Exercise details:
Show all the lines in the data below that include the word "find".

______________________________

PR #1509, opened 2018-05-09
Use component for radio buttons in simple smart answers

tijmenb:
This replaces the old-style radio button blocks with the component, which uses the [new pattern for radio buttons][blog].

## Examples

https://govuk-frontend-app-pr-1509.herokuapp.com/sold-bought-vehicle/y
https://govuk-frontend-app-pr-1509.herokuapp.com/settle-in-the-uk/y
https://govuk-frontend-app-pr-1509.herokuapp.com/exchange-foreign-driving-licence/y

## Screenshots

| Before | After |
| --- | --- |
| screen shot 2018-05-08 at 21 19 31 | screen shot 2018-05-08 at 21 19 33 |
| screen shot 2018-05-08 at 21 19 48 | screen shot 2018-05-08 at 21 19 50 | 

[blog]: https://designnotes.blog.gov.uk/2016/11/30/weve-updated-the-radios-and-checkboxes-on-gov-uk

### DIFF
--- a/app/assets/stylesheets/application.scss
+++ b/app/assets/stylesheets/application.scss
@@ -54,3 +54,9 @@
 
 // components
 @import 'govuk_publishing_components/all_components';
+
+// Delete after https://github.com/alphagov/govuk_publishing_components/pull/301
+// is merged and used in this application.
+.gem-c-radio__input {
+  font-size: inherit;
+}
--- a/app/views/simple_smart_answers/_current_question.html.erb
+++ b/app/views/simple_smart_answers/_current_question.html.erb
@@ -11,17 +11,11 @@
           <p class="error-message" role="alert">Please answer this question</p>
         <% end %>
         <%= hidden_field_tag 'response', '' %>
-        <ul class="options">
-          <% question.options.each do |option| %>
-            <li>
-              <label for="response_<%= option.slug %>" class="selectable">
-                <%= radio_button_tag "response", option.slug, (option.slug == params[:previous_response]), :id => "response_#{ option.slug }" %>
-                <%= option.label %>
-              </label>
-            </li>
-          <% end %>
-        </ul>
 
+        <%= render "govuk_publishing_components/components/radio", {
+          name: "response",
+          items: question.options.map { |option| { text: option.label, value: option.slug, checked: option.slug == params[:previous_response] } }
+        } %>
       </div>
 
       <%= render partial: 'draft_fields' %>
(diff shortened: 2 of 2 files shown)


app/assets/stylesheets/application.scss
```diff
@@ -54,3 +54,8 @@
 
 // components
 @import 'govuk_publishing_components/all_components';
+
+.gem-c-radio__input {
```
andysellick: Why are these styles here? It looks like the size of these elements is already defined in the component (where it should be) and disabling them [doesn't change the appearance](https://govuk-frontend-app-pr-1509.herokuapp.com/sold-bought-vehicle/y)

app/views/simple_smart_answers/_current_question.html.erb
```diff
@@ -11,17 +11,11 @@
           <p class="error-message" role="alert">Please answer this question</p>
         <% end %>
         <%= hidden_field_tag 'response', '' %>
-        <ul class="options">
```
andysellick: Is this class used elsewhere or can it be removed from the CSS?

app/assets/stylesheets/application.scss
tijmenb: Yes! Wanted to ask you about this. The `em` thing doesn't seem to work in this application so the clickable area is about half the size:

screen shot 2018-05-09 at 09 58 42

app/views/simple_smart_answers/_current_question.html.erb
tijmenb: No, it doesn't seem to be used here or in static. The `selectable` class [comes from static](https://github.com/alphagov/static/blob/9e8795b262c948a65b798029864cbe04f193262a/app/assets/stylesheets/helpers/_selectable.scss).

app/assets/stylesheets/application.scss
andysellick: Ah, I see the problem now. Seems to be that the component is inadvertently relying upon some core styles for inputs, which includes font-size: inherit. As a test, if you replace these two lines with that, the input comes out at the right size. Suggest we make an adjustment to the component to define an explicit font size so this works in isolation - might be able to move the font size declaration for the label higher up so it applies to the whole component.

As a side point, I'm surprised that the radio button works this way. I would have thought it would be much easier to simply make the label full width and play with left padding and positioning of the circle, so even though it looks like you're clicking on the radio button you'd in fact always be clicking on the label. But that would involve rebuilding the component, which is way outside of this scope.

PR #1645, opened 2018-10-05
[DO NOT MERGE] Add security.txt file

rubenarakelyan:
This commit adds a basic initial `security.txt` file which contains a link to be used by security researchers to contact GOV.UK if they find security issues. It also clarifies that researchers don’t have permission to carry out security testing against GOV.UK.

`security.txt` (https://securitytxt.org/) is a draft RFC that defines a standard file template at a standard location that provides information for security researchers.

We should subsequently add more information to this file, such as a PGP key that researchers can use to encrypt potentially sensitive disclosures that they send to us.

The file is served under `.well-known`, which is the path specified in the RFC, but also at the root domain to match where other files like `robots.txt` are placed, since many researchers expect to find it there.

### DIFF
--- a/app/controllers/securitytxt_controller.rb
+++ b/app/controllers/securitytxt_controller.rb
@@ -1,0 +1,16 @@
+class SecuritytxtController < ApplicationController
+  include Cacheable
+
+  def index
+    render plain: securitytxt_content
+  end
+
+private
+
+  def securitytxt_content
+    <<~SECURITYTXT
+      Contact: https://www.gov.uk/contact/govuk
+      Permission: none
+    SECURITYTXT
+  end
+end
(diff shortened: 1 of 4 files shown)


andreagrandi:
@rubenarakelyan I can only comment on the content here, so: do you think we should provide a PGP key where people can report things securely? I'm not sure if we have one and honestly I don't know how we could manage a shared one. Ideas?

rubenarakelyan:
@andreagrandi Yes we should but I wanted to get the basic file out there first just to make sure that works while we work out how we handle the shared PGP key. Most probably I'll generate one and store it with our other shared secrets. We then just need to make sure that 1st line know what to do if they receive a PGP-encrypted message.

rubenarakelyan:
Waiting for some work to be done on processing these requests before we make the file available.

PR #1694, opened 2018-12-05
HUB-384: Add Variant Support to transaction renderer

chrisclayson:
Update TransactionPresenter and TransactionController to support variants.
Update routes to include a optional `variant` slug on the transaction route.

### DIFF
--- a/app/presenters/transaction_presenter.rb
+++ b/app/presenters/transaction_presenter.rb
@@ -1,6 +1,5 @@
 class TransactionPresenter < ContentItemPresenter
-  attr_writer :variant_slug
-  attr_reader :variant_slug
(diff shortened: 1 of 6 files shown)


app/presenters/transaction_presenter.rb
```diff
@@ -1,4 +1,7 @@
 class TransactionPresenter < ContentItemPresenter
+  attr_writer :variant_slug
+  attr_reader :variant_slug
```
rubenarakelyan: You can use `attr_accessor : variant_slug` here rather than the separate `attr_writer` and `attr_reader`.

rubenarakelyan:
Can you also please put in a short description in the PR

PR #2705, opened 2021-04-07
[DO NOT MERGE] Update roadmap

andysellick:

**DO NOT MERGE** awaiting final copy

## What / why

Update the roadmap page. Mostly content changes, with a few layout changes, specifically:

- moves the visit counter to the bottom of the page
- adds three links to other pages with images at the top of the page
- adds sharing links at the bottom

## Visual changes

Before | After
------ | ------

______________________________

Answer space:
This commit adds a basic initial `security.txt` file which contains a link to be used by security researchers to contact GOV.UK if they find security issues. It also clarifies that researchers don’t have permission to carry out security testing against GOV.UK.
The file is served under `.well-known`, which is the path specified in the RFC, but also at the root domain to match where other files like `robots.txt` are placed, since many researchers expect to find it there.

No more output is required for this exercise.